WHEREAS, Agent and Lenders are willing, subject to and upon the terms and
conditions herein set forth, to so amend and restate the Original Credit
Agreement.

NOW, THEREFORE, in consideration of the premises and the agreements, provisions
and covenants herein contained, Borrower, Lenders and Agent hereby agree that
the Original Credit Agreement (including, without limitation, the exhibits and
schedules thereto) is, subject to the satisfaction of the conditions set forth
in subsection 7.3 hereof, amended and restated in its entirety by this
Agreement.

                                   SECTION 1

                           AMOUNTS AND TERMS OF LOANS

1.1      LOANS. Subject to the terms and conditions of this Agreement and in
reliance upon the representations and warranties of Borrower and Holdings
contained herein:

         (A)      TERM LOAN A AND TERM LOAN B. (a) As of the date hereof and
                  immediately prior to the Second Amendment and Restatement
                  Date,

                  (1)      the outstanding principal balance of the term loan
                           ("TERM LOAN A") in the original principal amount of
                           $22,000,000 and originally advanced hereunder on
                           January 23, 1998, is $13,093,750 and remains
                           outstanding and the Borrower agrees that such
                           principal amount is owing without defense, offset,
                           recoupment or deduction and

                  (2)      the outstanding principal balance of the term loan
                           ("TERM LOAN B") in the original principal amount of
                           $18,000,000 advanced hereunder on January 23, 1998
                           and of an additional $38,500,000 advanced hereunder
                           on June 30, 1998 is $54,788,500.00, and the Borrower
                           agrees that such principal amount is owing without
                           defense, offset, recoupment or deduction,

                  (3)      subject to the terms and conditions hereof, on the
                           Second Amendment and Restatement Date, the Lenders
                           severally and not jointly agree to lend to the
                           Borrower their respective Pro Rata Shares
                           ("INCREMENTAL TERM LOAN A") of an additional amount,
                           to be added to and to become a part of Term Loan A
                           equal to $6,906,250.00, and

                  (4)      after giving effect to the advance of Incremental
                           Term Loan A, the outstanding principal balance of
                           Term Loan A will be $20,000,000 and after giving
                           effect to the Term Loan B Prepayment, (as hereinafter
                           defined) the outstanding principal balance of Term
                           Loan B shall be $30,000,000 (Term Loan A and Term
                           Loan B, hereinafter sometimes referred to
                           individually as a "TERM LOAN" and collectively as
                           "TERM LOANS").

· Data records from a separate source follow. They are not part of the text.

PR #216, opened 2023-04-04
Improve UX feedback during large uploads

jsines:
Fixes an issue where during a large upload no UX feedback occurred, leading to confusion for users. Now when uploading a folder via Upload, or the initial upload via Watch

- A `window.showInformationMessage` is displayed to bring attention to the upload initialization

- A status bar item is added until the upload process finishes

- A final `window.showInformationMessage` displays once the upload is finished.

This change requires a minor change to `cli-lib` to add an optional callback to `watch` to run after the initial upload completes. Here we use said callback to display upload messaging as well as invalidate the cache and refresh the display.

### DIFF
--- a/src/lib/providers/remoteFsProvider.ts
+++ b/src/lib/providers/remoteFsProvider.ts
@@ -6,10 +6,14 @@ import {
   ThemeIcon,
   EventEmitter,
   Event,
+  window,
 } from 'vscode';
 import { FileLink, RemoteFsDirectory } from '../types';
 import * as path from 'path';
-import { invalidateParentDirectoryCache } from '../helpers';
+import {
+  buildUploadingStatusBarItem,
+  invalidateParentDirectoryCache,
+} from '../helpers';
 const {
   getDirectoryContentsByPath,
 } = require('@hubspot/cli-lib/api/fileMapper');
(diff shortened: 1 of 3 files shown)


src/lib/providers/remoteFsProvider.ts
```diff
@@ -94,14 +98,29 @@ export class RemoteFsProvider implements TreeDataProvider<FileLink> {
...
+          notify: false,
+          commandOptions: {},
+          filePaths: filesToUpload,
+        },
+        () => {
+          uploadingStatus.dispose();
+          window.showInformationMessage(
+            `Initial upload complete! Now watching for changes.`
+          );
+          invalidateParentDirectoryCache(destPath);
```
bran-van-d, line 121: Why do we require this addition here?

bran-van-d (approved):
Looks good to me, just had one question!

src/lib/providers/remoteFsProvider.ts
jsines: With the linked change to [cli-lib](https://github.com/HubSpot/hubspot-cli/pull/825) the `watch` function now has an optional argument for a callback to run after the initial upload completes. This is said callback! 

This allows for a little more UX feedback around the initial upload for the watch command, and refreshing the remote fs view once it finishes. Since its async, without the additional hook the only time we can run the cache invalidation and refresh the view would be immediately, which would almost definitely before the upload has finished, leading to inconsistent remote fs states and causing user confusion.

                           Borrower shall repay Term Loan A and Term Loan B
                           through periodic payments on the dates and in the
                           amounts indicated below (together with the
                           installments referred to in subsection 1.1(B)(2),
                           "SCHEDULED INSTALLMENTS").

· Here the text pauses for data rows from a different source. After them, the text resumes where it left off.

PR #217, opened 2023-04-04
Clean up commands to consts, add tracking, refresh remotefs on default account change

jsines:
See title! Some of these `hubspot.remoteFs.refresh`s should be hard refreshes, they were just put in before there was a cache so there was no distinction, went ahead and switched them over. Also removed some unused imports and added tracking for basic remoteFs events.


bran-van-d (approved):
Nice updates -- do these various commands get tracked in Amplitude or somewhere else?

                                      -2-
<PAGE>

                   TERM LOAN A:

<TABLE>
<CAPTION>
--------------------------------------------------
      DATE              SCHEDULED INSTALLMENT
--------------------------------------------------
<S>                     <C>
June 30, 2002                 $  425,000
--------------------------------------------------
September 30, 2002            $  425,000
--------------------------------------------------
December 31, 2002             $  425,000
--------------------------------------------------
March 31, 2003                $  425,000
--------------------------------------------------
June 30, 2003                 $  675,000
--------------------------------------------------
September 30, 2003            $  675,000
--------------------------------------------------
December 31, 2003             $  675,000
--------------------------------------------------
March 31, 2004                $  675,000
--------------------------------------------------
June 30, 2004                 $  925,000
--------------------------------------------------
September 30, 2004            $  925,000
--------------------------------------------------
December 31, 2004             $  925,000
--------------------------------------------------
March 31, 2005                $  925,000
--------------------------------------------------
June 30, 2005                 $1,300,000
--------------------------------------------------
September 30, 2005            $1,300,000
--------------------------------------------------
December 31, 2005             $1,300,000
--------------------------------------------------
March 31, 2006                $1,300,000
--------------------------------------------------
June 30, 2006                 $1,675,000
--------------------------------------------------
September 30, 2006            $1,675,000
--------------------------------------------------
December 31, 2006             $1,675,000
--------------------------------------------------
March 31, 2007                $1,675,000
--------------------------------------------------
</TABLE>

                                      -3-
<PAGE>

                  TERM LOAN B:

<TABLE>
<CAPTION>
--------------------------------------------------
       DATE             SCHEDULED INSTALLMENT
--------------------------------------------------
<S>                     <C>
June 30, 2002                 $   75,000
--------------------------------------------------
September 30, 2002            $   75,000
--------------------------------------------------
December 31, 2002             $   75,000
--------------------------------------------------
March 31, 2003                $   75,000
--------------------------------------------------
June 30, 2003                 $   75,000
--------------------------------------------------
September 30, 2003            $   75,000
--------------------------------------------------
December 31, 2003             $   75,000
--------------------------------------------------
March 31, 2004                $   75,000
--------------------------------------------------
June 30, 2004                 $   75,000
--------------------------------------------------
September 30, 2004            $   75,000
--------------------------------------------------
December 31, 2004             $   75,000
--------------------------------------------------
March 31, 2005                $   75,000
--------------------------------------------------
June 30, 2005                 $   75,000
--------------------------------------------------
September 30, 2005            $   75,000
--------------------------------------------------
December 31, 2005             $   75,000
--------------------------------------------------
March 31, 2006                $   75,000
--------------------------------------------------
June 30, 2006                 $   75,000
--------------------------------------------------
September 30, 2006            $   75,000
--------------------------------------------------
December 31, 2006             $   75,000
--------------------------------------------------
March 31, 2007                $   75,000
--------------------------------------------------
June 30, 2007                 $3,125,000
--------------------------------------------------
September 30, 2007            $3,125,000
--------------------------------------------------
December 31, 2007             $3,125,000
--------------------------------------------------
March 31, 2008                $3,125,000
--------------------------------------------------
June 30, 2008                 $4,000,000
--------------------------------------------------
September 30, 2008            $4,000,000
--------------------------------------------------
December 31, 2008             $4,000,000
--------------------------------------------------
March 31, 2009                $4,000,000
--------------------------------------------------
</TABLE>

                           Amounts borrowed under this subsection 1.1(A) and
                           repaid may not be reborrowed.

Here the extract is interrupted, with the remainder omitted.